PR #525, opened 2019-10-16
layout_pyenv: support multiple python versions

eddies:
Adding to #505, this adds support for specifying multiple Python versions, e.g.:

```bash
layout pyenv 3.6.9 2.7.16
```

Pyenv supports specifying multiple pythons, e.g. `pyenv shell 3.6.9 2.7.16`, but `layout pyenv` didn't (till this PR). This also sets the PYENV_VERSION environment variable for multiple pythons as pyenv would (multiple versions separated by a colon, e.g. `3.6.9:2.7.16`).

This pretty much is just the previous layout_pyenv function run in a loop for each Python version specified.

The motivation for this was that I had Python 3 projects where I was using direnv to manage my Python 3 environment, but needed to run gcloud (Google Cloud SDK) which requires Python 2. 

Finally, this fixes a bug/edge case for virtualenv: previously, we were just invoking "virtualenv", which assumed it was available to the os/system/default python. But if virtualenv was only installed for a particular python, e.g. 2.7.16, which was *not* the default python, then you'd see something like:

```
pyenv: virtualenv: command not found

The `virtualenv' command exists in these Python versions:
  2.7.16
```

Now we invoke virtualenv in the same way we do venv--via the requested python version. Then, if virtualenv isn't available, it makes more sense: you need to `pip install virtualenv` for that python version and then direnv can happily use that.

### DIFF
--- a/stdlib.sh
+++ b/stdlib.sh
@@ -455,7 +455,7 @@ layout_python() {
         ;;
       "virtualenv")
         if [[ ! -d $VIRTUAL_ENV ]]; then
-          virtualenv "--python=$python" "$@" "$VIRTUAL_ENV"
+          $python -m virtualenv "$@" "$VIRTUAL_ENV"
         fi
         ;;
       *)
@@ -540,7 +540,7 @@ layout_pipenv() {
   export VIRTUAL_ENV
 }
 
-# Usage: layout pyenv <python version number>
+# Usage: layout pyenv <python version number> [<python version number> ...]
 #
 # Example:
 #
@@ -550,17 +550,27 @@ layout_pipenv() {
 # "$direnv_layout_dir/python-$python_version".
 #
 layout_pyenv() {
-  local python_version=$1
-  local pyenv_python
-  pyenv_python=$(pyenv root)/versions/${python_version}/bin/python
-  if [[ -x "$pyenv_python" ]]; then
-    if layout_python "$pyenv_python"; then
-      export PYENV_VERSION=$python_version
+  unset PYENV_VERSION
+  # layout_python prepends each python version to the PATH, so we add each
+  # version in reverse order so that the first listed version ends up
+  # first in the path
+  local i
+  for ((i = $#; i > 0; i--)); do
+    local python_version=${!i}
+    local pyenv_python
+    pyenv_python=$(pyenv root)/versions/${python_version}/bin/python
+    if [[ -x "$pyenv_python" ]]; then
+      if layout_python "$pyenv_python"; then
+        # e.g. Given "use pyenv 3.6.9 2.7.16", PYENV_VERSION becomes "3.6.9:2.7.16"
+        PYENV_VERSION=${python_version}${PYENV_VERSION:+:$PYENV_VERSION}
+      fi
+    else
+      log_error "pyenv: version '$python_version' not installed"
+      return 1
     fi
-  else
-    log_error "pyenv: version '$python_version' not installed"
-    return 1
-  fi
+  done
+
+  [[ -n "$PYENV_VERSION" ]] && export PYENV_VERSION
 }
 
 # Usage: layout ruby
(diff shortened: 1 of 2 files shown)


eddies:
One thing that tripped me up: in the little loop I added to run through python versions in reverse, I was using `i` (as one does) as my increment variable and it was getting stomped on in my invocation of `layout_python`. Turned out that was from the for loop in `path_add`. I considered 1) declaring `i` as local in `path_add`, 2) invoking `layout_python` in sub-shell, but settled on renaming my counter to `j` :P as the most straightforward.

zimbatm:
thanks, I fixed the `i` variable leak in c1470918081021a96aeedd6c14b8f29b04144ce6 and will be reviewing the PR next

stdlib.sh
```diff
@@ -551,17 +551,26 @@ layout_pipenv() {
 # "$direnv_layout_dir/python-$python_version".
 #
 layout_pyenv() {
-  local python_version=$1
-  local pyenv_python
-  pyenv_python=$(pyenv root)/versions/${python_version}/bin/python
-  if [[ -x "$pyenv_python" ]]; then
-    if layout_python "$pyenv_python"; then
-      export PYENV_VERSION=$python_version
+  unset PYENV_VERSION
```
zimbatm: can you add `local j` to avoid leaking the variable as well?

stdlib.sh
```diff
@@ -551,17 +551,26 @@ layout_pipenv() {
...
+  # layout_python prepends each python version to the PATH, so we add each
+  # version in reverse order so that the first listed version ends up
+  # first in the path
+  for ((j = $#; j >= 1; j--)); do
```
zimbatm: What is the reason to iterate the array backwards? Is it because of how PYENV_VERSION is constructed?

If not strictly required, I find this more readable:
```
local python_version
for python_version in "$@"; do
```

stdlib.sh
```diff
@@ -551,17 +551,26 @@ layout_pipenv() {
...
+    local python_version=${!j}
+    local pyenv_python
+    pyenv_python=$(pyenv root)/versions/${python_version}/bin/python
+    if [[ -x "$pyenv_python" ]]; then
+      if layout_python "$pyenv_python"; then
+        # e.g. Given "use pyenv 3.6.9 2.7.16", PYENV_VERSION becomes "3.6.9:2.7.16"
+        [[ -z "$PYENV_VERSION" ]] && PYENV_VERSION=$python_version || PYENV_VERSION="${python_version}:$PYENV_VERSION"
```
zimbatm: There is a shorter notation that can be used here:
```
PYENV_VERSION=${python_version}${PYENV_VERSION:+:$PYENV_VERSION}
```

stdlib.sh
eddies: If a user specifies multiple Python versions, e.g. `layout pyenv 3.6.9 2.7.16` and we iterate normally, layout_python will prepend (via path_add) python 3.6.9 and then prepend 2.7.16, such that 2.7.16 will be the first Python on the path, which is the reverse of what we want (and the reverse of what pyenv would do on its own).

I actually had originally written the loop as you did above before I noticed the issue.

stdlib.sh
eddies: Nice! I wasn't familiar with this, I had to look it up. For the curious: https://www.tldp.org/LDP/abs/html/parameter-substitution.html#PARAMALTV

stdlib.sh
eddies: done!

eddies:
rebased on master (c147091) and made the requested changes (`local j`, shorter way of constructing `PYENV_VERSION`) except for rewriting the for-loop (since I believe we need to iterate in reverse order).

stdlib.sh
zimbatm: okay, thanks for the explanation :)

┄┄┄┄┄┄┄┄┄┄┄┄┄┄┄┄┄┄┄┄

Your assignment
Scan the data above, find each line with "shorter", and copy it.

Solution to this task
zimbatm: There is a shorter notation that can be used here:
rebased on master (c147091) and made the requested changes (`local j`, shorter way of constructing `PYENV_VERSION`) except for rewriting the for-loop (since I believe we need to iterate in reverse order).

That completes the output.